--- What needs to be done ---
Where in the records does the word "followed" occur? Copy each line in which it does.

Dataset items
Issue #1377, opened 2026-08-11
fix(ingest): Discord ingest call sites surface a containment refusal as a raw traceback


Geoffe-Ga:
## Role

You are giving the Discord ingest call sites the same refusal banner every other ingest surface has.

## Goal

#1294 put a containment gate on `Ingestor.ingest`, so every caller now
fails closed on a source tree containing a symlink that escapes it. Three
call sites inherit the guard but never translate the exception, so the
refusal reaches the operator as a raw traceback instead of a message:

- `creek/ingest/discord_dispatch.py:292`
- `creek/ingest/discord.py:889`
- `creek/ingest/discord.py:914`

All three call `DiscordIngestor().ingest(...)` directly. Compare
`creek/cli.py::_run_ingest` and `creek/cli.py::_assert_ingest_source_contained`,
which print `Symlink containment: ...` and exit 1, and
`creek_mcp/tools/ingest.py`, which returns a structured
`refusal_response(...)` naming the link.

## Verified evidence

`creek._containment.EscapingSymlinkError` propagates out of
`Ingestor.ingest` by design — that is load-bearing, because swallowing it
would leave `run_ingest`'s `seen_keys` empty and let `tomb_missing_units`
soft-tomb every live ledger key (#1294). So the fix here is *translation
at the call site*, never a `try: ... except: pass`.

## Output format

A PR that:

1. Catches `EscapingSymlinkError` at each of the three call sites and
   renders the same `Symlink containment: <message>` shape the CLI uses,
   with a non-zero exit where the call site owns one.
2. Red-first: a test per call site asserting the operator-visible message
   names the link and does not name its resolved target.
3. Does not swallow the error into a collected-errors list — see above.

## Constraints

- Security posture is already correct and must not change: these paths
  fail closed today. This is presentation only.
- Do not weaken the #1294 gate or its propagation contract.
- No bypasses; `./scripts/check-all.sh` exits 0.

## Why P3

The behaviour is already safe — nothing leaks and nothing is written. The
staging directories these paths ingest live under the vault, so an
escaping symlink there needs an operator to have created one deliberately.
This is a legibility bug, not a correctness or security one.

Refs #1294

Geoffe-Ga:
## A third call site with the same shape — `creek_mcp/tools/upload.py`

Raised by the Gate 2.5 review of PR #1378 and folded in here rather than filed
separately, since it is the same defect on another surface.

[...]

Issue #1375, opened 2026-08-11
fix(ingest): CodeIngestor recurses into intra-root symlinked directories, duplicating fragments


Geoffe-Ga:
## Role

You are bounding `CodeIngestor`'s directory recursion.

## Goal

`CodeIngestor` is the only ingestor that walks its source tree by hand:
`creek/ingest/code.py:561-574 _discover_directory` does
`sorted(dir_path.iterdir())` and recurses on `item.is_dir()`. `is_dir()`
**follows symlinks**, so a symlinked directory pointing anywhere under the
source root is descended into — repeatedly, when it aliases an ancestor.

Every other ingestor uses `Path.rglob`, which does not descend into
symlinked directories on 3.11-3.13 (3.13 added `recurse_symlinks`,
defaulting to `False`), so none of them have this shape.

## Verified evidence

Measured on `main` at the tip of #1294's branch, with the #1294 containment
gate in place. The link stays **inside** the source root, so containment
admits it — correctly; #1294 refuses only links that *leave* the root:

```
src/
  a/
    README.md        <- the only real source file
    loop -> src      <- intra-root symlink to its own grandparent
```

```
discovered=16  fragments=16  distinct source_paths=16
  <src>/a/README.md
  <src>/a/loop/a/README.md
  <src>/a/loop/a/loop/a/README.md
  <src>/a/loop/a/loop/a/loop/a/README.md
  ...
```

One file becomes sixteen vault fragments, each with a distinct
`source_path` and therefore a distinct deterministic id, so dedup does not
collapse them. Recursion terminates only because the kernel eventually
raises `ELOOP` at around depth 8 — that is the bound, not anything in the
code.

A benign, non-cyclic alias has the milder version of the same bug: a
`latest -> 2026-08-01` link inside an export re-ingests that whole subtree
a second time under a second set of paths.

## Output format

A PR that:

1. Stops `_discover_directory` descending into symlinked directories, so
   its walk matches the `rglob` bound every sibling ingestor already has.
   `item.is_dir() and not item.is_symlink()` is the minimal form.
2. Decides explicitly whether an intra-root symlinked directory should be
   *skipped* (matching `rglob`) or *followed once* with a visited-set on
   resolved paths. Skipping is the smaller change and the one consistent
   with the other ten ingestors; say which you chose and why.
3. Red-first: a test that ingests the tree above and asserts exactly one
   fragment, with the count driven by the number of real files rather than
   a magic 16.
[...]

PR #1378, opened 2026-08-11
fix(ingest): confine every ingestor discovery walk to its source root

### LINKED ISSUE #1294: fix(ingest): ingestor discovery walks follow symlinks out of the source root

Geoffe-Ga:
## Summary

Every one of the 11 registered ingestors discovered its inputs with an unguarded walk and read whatever the walk yielded, so a symlink under the source tree pointing outside it was followed, read, and written into the vault as a durable fragment — which then feeds classification, embeddings, cloud LLM prompts, drafts and compiled pages.

This was not theoretical. Running the real `run_ingest` on `main` with a sentinel that exists **only** outside the source root:

```
markdown   written=2   LEAKED -> 01-Fragments/Notes/2026-08-10-Victim-notes.md
generic    written=2   LEAKED -> 01-Fragments/Unsorted/2026-08-11-link.md
code       written=3   LEAKED -> 01-Fragments/Technical/2026-08-10-Deep-victim.md
                       LEAKED -> 01-Fragments/Technical/2026-08-10-Victim.md
markdown   written=1   LEAKED -> 01-Fragments/Notes/2026-08-10-Victim.md   (named root is the link)
```

After this PR all four refuse and no vault file carries the sentinel.

`Deep-victim` is the one worth noticing: it comes from a *nested subdirectory* of the out-of-tree target. `CodeIngestor` is the only ingestor that walks by hand (`iterdir()` + `is_dir()`, and `is_dir()` follows links), so it walked the whole escaped subtree rather than just the named link.

### Where the premise needed correcting

The issue says "every ingestor discovers its inputs with an unguarded **recursive glob**". Unguarded is right — 11 of 11. Recursive glob is not: `chatgpt`/`claude` use non-recursive `glob("*.json")`, `discord` uses `iterdir()` under `messages/`, and `code` uses manual recursion. That matters, because a fix written only against `rglob` would have missed the worst offender.

| ingestor | discovery walk | guarded before? |
|---|---|---|
| `markdown` | `markdown.py:346` `rglob("*.md")`, no `is_file()` either | no |
| `generic` | `generic.py:199` `rglob("*")` | no |
| `document` | `documents.py:630` `rglob("*")` | no |
| `image` | `images.py:441` `rglob("*")` | no |
| `presentation` | `presentations.py:278` `rglob("*")` | no |
| `spreadsheet` | `spreadsheets.py:401` `rglob("*")` | no |
| `substack` | `substack.py:319` `rglob("*.html")` | no |
| `chatgpt` | `chatgpt.py:89` `glob("*.json")` — not recursive | no |
| `claude` | `claude.py:284` `glob("*.json")` — not recursive | no |
| `discord` | `discord.py:391` `iterdir()` under `messages/` | no |
| `code` | `code.py:561-574` manual `iterdir()` + `is_dir()` recursion | no — and descends into symlinked dirs |

## The three design questions

**Skip or refuse? Refuse.** #1360 set the rule by asking whether the caller writes: the read path (`redact --scan`) skips-and-counts, because refusing a whole scan over one bad link is a denial of service on the safety pass — the operator's only instrument for learning what is exposed. The write path (`--apply`/`--review`) refuses. Ingest writes, and writes the most consequential thing in the system. The DoS argument does not transfer: refusing an ingest removes no diagnostic capability (`creek redact --scan` still inspects the tree) and ingest is idempotent, so a refusal costs a retry rather than data. Decisively, `creek process` with the default `redaction.enabled: true` *already* refused this tree via #1087 — so skipping would have left the same tree behaving differently depending on a config toggle, which is precisely the defect this issue names.

**One chokepoint or N? One.** `Ingestor.ingest` is the single door all 11 go through, and the gate sits there, before `_discover_safe`. N per-ingestor copies would drift — the same argument #1360 used to make `resolves_within` public rather than write it twice. The chokepoint also buys a property copies never could: `test_every_registered_ingestor_refuses_an_escaping_link` drives straight off `INGESTOR_REGISTRY`, so a twelfth ingestor is covered without anyone remembering.

**Does a symlinked source root launder its children? Yes — same shape as #1360.** `assert_source_contained` therefore checks the named root with `named_path_escapes` **before** any `is_dir()`, which follows the link. Without that ordering the tree walk resolves the root to the link's target and then finds nothing escaping inside it.

## Two hazards the issue did not predict

Both are the #1360 lesson — enumerate the paths that *write*, not only those that read.

**A refusal that returns `[]` is a mass-deletion primitive.** `run_ingest` builds `seen_keys` from the discovered fragments, then calls `tomb_missing_units`, which soft-tombs every `ledger.live_keys() - seen_keys` for a ledger-backed directory. Markdown is ledger-backed. Had the refusal been collected into `IngestResult.errors` and turned into an empty discovery, one stray symlink would have orphaned every fragment previously ingested from that source. The refusal propagates out of `Ingestor.ingest` instead, and a test pins that the originals stay live.

**The consent gate read through the link first.** `creek ingest` calls `_gate_consent` before ingesting, which reaches `creek/consent.py:134 _build_source_summary` — an `rglob("*")` walk that `stat()`s every entry, following escaping links and folding out-of-tree file counts and byte totals into the very summary the operator is asked to approve. A guard sitting only downstream blocks the write and still performs that out-of-root read. The CLI now refuses above `_gate_consent`, and a recording spy asserts the summariser never runs.

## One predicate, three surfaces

--- Reply to the exercise ---
   *skipped* (matching `rglob`) or *followed once* with a visited-set on
Every one of the 11 registered ingestors discovered its inputs with an unguarded walk and read whatever the walk yielded, so a symlink under the source tree pointing outside it was followed, read, and written into the vault as a durable fragment — which then feeds classification, embeddings, cloud LLM prompts, drafts and compiled pages.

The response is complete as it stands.